- PROBLEM STATEMENT:
Starting with the first line and ending with the one that holds "I am finishing", retype the entries exactly.

Collected data:
++++++++++
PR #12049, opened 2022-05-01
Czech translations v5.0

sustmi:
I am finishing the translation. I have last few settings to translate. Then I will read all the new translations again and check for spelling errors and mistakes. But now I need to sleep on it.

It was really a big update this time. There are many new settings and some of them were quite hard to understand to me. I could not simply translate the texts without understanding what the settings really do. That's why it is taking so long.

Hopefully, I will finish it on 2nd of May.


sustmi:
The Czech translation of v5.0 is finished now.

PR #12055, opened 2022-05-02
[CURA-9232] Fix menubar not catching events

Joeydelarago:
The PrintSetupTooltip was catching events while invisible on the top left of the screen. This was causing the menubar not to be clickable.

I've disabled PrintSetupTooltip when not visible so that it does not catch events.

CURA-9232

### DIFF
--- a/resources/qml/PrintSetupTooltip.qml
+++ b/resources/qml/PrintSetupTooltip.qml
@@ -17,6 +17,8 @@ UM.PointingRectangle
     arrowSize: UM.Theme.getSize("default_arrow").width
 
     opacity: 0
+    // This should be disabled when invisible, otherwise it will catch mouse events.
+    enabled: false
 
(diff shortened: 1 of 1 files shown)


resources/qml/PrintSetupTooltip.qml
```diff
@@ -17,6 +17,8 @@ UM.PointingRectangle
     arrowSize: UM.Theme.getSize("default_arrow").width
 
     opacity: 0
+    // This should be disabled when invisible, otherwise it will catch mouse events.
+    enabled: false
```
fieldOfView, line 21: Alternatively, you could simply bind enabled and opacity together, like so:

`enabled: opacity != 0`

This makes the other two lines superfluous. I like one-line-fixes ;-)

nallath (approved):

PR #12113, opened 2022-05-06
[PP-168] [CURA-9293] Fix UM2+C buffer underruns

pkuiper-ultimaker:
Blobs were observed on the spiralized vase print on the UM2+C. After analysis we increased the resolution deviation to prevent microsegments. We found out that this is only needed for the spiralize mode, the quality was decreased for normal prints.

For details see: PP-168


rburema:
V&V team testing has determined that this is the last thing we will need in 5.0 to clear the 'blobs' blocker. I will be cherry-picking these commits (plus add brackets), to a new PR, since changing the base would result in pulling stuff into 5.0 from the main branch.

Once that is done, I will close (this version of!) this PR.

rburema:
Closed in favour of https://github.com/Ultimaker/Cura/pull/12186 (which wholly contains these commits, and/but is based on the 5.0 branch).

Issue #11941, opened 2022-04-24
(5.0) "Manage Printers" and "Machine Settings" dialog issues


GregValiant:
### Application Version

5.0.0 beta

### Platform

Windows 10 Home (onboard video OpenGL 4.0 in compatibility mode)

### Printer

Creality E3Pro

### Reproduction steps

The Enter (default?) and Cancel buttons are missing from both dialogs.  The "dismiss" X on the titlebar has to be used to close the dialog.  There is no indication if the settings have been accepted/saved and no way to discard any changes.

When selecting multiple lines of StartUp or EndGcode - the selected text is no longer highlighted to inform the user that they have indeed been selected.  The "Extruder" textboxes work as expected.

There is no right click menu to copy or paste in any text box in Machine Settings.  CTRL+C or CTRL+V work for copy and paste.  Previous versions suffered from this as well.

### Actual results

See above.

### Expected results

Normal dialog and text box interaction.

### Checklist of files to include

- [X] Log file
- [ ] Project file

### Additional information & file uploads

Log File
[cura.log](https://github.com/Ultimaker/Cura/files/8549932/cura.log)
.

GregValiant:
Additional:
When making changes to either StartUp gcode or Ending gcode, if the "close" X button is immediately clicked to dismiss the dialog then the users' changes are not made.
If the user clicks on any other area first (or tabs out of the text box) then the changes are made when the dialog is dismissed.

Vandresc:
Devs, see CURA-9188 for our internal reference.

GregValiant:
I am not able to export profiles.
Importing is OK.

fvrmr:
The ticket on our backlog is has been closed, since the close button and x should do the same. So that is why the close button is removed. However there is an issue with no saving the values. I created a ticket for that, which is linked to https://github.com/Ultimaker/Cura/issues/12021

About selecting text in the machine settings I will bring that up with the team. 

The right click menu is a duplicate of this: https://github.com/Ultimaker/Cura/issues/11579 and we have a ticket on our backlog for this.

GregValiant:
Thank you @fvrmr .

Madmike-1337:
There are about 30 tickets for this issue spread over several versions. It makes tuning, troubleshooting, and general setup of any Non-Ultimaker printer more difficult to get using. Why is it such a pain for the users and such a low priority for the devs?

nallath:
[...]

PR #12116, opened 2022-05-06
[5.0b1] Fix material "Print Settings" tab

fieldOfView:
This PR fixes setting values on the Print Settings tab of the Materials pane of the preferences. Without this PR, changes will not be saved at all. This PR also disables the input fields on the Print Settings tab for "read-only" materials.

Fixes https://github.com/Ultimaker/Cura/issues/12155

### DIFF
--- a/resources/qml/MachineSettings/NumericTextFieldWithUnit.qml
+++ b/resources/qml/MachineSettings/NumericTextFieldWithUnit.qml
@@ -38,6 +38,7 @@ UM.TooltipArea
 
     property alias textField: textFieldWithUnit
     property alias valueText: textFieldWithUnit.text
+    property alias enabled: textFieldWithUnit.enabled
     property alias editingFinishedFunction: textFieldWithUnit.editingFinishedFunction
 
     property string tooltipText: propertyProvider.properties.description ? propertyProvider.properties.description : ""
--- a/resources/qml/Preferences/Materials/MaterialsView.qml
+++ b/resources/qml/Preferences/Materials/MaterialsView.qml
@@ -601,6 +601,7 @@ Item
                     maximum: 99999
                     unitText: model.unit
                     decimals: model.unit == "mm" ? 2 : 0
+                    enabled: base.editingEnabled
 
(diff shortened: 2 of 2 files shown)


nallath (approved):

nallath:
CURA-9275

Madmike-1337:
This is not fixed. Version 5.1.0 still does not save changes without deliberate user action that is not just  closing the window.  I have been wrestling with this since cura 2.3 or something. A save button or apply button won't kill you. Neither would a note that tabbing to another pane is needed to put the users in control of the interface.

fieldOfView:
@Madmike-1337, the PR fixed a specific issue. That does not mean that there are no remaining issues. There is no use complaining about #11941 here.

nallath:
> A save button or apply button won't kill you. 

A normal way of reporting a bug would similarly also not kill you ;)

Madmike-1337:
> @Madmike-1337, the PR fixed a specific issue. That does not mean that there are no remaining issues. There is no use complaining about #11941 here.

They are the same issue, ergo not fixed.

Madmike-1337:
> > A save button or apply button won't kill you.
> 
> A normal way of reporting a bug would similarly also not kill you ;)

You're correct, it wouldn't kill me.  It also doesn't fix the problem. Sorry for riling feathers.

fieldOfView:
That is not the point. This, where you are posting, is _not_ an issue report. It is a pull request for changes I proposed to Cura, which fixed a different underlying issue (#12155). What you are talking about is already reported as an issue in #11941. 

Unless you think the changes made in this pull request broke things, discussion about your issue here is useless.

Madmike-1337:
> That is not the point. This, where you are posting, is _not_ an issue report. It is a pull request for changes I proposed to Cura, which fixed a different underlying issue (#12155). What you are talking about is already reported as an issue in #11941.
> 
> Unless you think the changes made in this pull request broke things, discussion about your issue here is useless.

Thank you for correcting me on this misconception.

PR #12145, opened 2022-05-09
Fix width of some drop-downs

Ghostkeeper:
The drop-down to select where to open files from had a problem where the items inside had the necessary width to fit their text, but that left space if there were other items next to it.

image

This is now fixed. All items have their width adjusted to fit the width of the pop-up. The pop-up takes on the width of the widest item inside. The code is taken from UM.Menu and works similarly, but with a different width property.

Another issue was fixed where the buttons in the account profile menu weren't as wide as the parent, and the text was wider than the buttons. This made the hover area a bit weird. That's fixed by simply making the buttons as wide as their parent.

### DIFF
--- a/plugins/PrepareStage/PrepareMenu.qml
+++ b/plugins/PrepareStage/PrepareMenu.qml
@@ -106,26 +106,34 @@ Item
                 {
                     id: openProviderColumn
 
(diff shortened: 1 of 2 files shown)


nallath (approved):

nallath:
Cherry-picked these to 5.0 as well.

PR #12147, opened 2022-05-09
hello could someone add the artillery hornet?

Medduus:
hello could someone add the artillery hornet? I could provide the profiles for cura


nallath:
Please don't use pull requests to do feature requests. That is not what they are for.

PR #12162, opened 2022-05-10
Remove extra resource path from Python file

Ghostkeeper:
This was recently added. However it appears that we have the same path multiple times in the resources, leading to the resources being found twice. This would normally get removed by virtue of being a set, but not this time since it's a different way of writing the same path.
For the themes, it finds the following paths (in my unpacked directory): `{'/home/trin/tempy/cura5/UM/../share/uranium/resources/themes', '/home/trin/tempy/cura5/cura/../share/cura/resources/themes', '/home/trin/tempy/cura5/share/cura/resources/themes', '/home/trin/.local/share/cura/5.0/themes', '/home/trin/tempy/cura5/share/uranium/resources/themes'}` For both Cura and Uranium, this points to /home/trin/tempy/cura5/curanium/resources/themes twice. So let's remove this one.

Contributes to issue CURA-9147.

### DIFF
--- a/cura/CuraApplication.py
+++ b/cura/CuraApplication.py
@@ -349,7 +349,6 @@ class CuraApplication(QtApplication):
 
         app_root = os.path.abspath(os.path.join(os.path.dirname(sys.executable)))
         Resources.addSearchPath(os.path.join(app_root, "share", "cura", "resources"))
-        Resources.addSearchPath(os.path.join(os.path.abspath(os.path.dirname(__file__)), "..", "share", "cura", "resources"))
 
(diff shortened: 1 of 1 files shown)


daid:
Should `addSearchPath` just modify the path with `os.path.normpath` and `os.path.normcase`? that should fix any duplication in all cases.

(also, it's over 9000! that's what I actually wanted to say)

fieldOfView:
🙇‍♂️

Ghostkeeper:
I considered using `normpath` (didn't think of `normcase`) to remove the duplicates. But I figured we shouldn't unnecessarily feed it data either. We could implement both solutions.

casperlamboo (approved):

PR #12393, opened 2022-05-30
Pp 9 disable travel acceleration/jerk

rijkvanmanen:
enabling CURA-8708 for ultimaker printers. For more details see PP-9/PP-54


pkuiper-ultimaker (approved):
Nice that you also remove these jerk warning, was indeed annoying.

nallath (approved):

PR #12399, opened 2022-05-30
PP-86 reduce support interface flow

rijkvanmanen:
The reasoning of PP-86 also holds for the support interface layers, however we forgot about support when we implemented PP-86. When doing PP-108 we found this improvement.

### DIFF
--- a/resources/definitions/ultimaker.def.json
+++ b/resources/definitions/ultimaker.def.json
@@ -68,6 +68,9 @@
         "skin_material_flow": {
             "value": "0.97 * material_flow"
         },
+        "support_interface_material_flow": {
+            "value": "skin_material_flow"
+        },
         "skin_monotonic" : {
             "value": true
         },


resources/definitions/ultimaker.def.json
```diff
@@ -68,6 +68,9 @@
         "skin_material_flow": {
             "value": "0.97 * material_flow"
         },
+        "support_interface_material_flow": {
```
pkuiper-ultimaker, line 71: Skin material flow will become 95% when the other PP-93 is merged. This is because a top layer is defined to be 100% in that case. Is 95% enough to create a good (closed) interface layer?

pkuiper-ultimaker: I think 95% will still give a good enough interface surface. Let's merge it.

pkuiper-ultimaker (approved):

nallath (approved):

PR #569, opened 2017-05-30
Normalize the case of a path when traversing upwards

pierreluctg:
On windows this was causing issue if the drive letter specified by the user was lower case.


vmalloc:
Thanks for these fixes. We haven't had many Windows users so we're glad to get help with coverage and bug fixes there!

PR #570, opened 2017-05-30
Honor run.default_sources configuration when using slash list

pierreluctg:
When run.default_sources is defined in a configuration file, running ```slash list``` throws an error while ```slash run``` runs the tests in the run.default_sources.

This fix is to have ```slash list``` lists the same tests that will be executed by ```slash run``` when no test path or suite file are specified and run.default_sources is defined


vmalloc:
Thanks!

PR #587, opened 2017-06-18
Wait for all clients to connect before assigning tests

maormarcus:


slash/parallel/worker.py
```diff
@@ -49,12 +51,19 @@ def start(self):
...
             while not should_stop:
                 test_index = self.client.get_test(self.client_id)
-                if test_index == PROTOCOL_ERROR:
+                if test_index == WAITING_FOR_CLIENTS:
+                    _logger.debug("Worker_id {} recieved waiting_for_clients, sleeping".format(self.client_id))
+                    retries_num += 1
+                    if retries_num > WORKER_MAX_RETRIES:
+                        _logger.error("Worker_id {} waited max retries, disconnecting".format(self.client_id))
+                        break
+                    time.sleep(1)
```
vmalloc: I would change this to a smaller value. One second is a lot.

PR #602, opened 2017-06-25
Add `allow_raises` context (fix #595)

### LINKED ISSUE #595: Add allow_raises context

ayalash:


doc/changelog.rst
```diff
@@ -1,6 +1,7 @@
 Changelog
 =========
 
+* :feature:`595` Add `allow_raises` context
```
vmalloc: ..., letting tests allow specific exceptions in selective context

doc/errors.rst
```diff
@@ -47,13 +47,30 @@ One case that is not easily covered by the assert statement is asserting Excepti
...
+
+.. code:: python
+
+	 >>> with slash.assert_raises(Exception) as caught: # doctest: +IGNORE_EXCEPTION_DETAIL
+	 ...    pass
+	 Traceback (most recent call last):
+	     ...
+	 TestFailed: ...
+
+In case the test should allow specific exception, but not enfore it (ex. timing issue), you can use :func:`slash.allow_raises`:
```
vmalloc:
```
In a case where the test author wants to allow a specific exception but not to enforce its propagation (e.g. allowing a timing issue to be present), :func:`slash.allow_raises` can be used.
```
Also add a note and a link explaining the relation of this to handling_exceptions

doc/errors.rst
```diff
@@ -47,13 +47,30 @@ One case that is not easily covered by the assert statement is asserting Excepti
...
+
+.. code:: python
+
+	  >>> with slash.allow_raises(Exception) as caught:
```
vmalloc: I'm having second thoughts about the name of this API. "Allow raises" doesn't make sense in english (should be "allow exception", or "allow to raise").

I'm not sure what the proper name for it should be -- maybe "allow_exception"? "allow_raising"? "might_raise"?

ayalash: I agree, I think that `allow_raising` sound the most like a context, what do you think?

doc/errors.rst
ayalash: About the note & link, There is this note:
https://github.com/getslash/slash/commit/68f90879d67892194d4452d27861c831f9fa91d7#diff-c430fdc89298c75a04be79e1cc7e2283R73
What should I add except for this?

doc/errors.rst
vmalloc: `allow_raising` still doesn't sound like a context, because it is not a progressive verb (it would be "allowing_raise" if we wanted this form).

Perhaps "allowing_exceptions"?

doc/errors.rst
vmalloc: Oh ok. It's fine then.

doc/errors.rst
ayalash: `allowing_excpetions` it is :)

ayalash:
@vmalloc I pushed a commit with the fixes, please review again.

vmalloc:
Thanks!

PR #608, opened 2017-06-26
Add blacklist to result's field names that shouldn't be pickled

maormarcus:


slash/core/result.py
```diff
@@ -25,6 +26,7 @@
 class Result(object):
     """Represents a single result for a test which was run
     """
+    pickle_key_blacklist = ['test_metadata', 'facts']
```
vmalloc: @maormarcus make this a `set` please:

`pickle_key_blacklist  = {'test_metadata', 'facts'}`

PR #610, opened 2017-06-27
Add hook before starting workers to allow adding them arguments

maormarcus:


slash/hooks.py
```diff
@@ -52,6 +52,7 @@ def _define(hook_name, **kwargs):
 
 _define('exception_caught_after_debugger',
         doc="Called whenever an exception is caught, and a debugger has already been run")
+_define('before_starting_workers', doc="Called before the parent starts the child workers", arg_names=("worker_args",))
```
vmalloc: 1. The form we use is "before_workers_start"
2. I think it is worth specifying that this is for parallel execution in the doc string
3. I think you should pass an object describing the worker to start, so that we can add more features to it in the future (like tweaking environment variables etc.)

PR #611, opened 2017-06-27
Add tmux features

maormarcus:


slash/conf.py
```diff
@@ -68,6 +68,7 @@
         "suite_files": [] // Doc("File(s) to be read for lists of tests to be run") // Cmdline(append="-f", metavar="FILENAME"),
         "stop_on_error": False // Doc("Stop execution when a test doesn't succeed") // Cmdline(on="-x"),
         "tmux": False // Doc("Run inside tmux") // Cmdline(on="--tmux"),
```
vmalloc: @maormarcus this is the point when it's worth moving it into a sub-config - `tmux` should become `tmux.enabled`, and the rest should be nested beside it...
++++++++++
- ANSWER TO THIS PROBLEM:
PR #12049, opened 2022-05-01
Czech translations v5.0

sustmi:
I am finishing the translation. I have last few settings to translate. Then I will read all the new translations again and check for spelling errors and mistakes. But now I need to sleep on it.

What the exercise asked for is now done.